Sunday, June 8, 2008

What can we do?

Young Malaysians (for now, let us define “young” as being below the age of 35) are typically idealists, always critical of current developments and continuously demanding for change and betterment. The numerous meetings I’ve had with contemporaries suggest that the ruling government is losing mass appeal among young voters and needs to do more to gain lost ground.

It is estimated that 65% of voters for the coming election will be people below the age of 35. This indicates the heightened importance of wooing young people for their precious votes. The major parties in this country need to do more to become more attractive.

Political parties need to:

1. Improve the membership application process: Not having forms and "misplacing” filled-up forms are no longer acceptable. It shouldn’t take more than a week to approve membership and issue membership no.

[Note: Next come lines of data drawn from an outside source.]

PR #145, opened 2017-07-15
Allow referrals from CA to dockerMan to return to CA when pressing Done

Squidly271:
Currently, if a CA user presses Done after installing / editing a container, upon pressing Done they will be taken to a blank Add Template Page.
It is far neater to instead have them taken back to the Apps tab instead.

### DIFF
--- a/plugins/dynamix.docker.manager/include/CreateDocker.php
+++ b/plugins/dynamix.docker.manager/include/CreateDocker.php
@@ -1726,5 +1726,10 @@ $showAdditionalInfo = '';
     }?>
   });
 </script>
-<?END:?>
+<?END:
+if ($_GET['caRefer']):
+?>
+<div id='caRefer' style='display:none'></div>
+<?endif;?>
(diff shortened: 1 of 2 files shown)


limetech:
You tested this against 6.4.0-rc release?

Squidly271:
Yes (only running 6.4).  If a change is made is made on the template, a "Reset" will simply reload the page, but if the button is "Done" then CA is reloaded.  Also takes an update to CA to accomplish, but I've got another one ready to go anyways..

eschultz:
@Squidly271 Even easier, without needing any code changes here, would be to change the urls you're using to add or edit containers:

Before: /AddContainer

After: /Apps/AddContainer

This way clicking 'Done' will "go up one folder" in a sense and navigate to /Apps

Squidly271:
Never thought of that tidbit.  The "Issue" has been there since the original community repositories 3 years ago.  grr.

2. Organize more dialogues and forums for young professionals, regardless of political inclination or membership and establish a stronger network with the NGOs. Understand the perception of the young towards politics.

3. Embrace more volunteers and professionals into the party and not be afraid of losing one’s position. Similar to running corporations, a smart CEO will hire the best brains and managers and not afraid of losing his job to his subordinates. This does not mean that non-educated members have a lower value; however, parties need to always expand its pool of quality leaders to ensure continuity for years to come.

Youth party members must:

1. Strongly reject leaders who are selfish, arrogant and care too little about the development of society and economy.
2. Use their voting rights to implement change and not for monetary gains (easier said than done).
3. Continuously attract quality memberships

Young elected representatives must:

1. Approach young voters through forums and programs, not just spending time with the youth members of the same party to lobby for votes and strengthen one’s position.
2. Understand the effect of policies and obtain feedbacks.

Young professionals and entrepreneurs must first:

1. Master knowledge and become an expert in their respective fields.
2. Establish sound financial standing through elevation on the corporate ladder, investments or business position
3. Be more attuned to current political developments and learn from history.
4. Discard the notion that “my vote doesn’t affect anything”.
5. Formalize fruitful propositions (and not solely criticisms) through participation in NGOs or political parties or channeling their thoughts through their network.
6. “Turun padang” or reach out to the grass root level and help out: Things may not be as comfortable in the cities compared to the rural area.
7. Be part of the solution: Contribute one’s knowledge, time, energy and financial resources, avoid “cuci tangan” and don’t just let the politicians do the dirty work.

Young people need to realize that this is our country and it will be our “turn” one day to govern. The time to participate is now.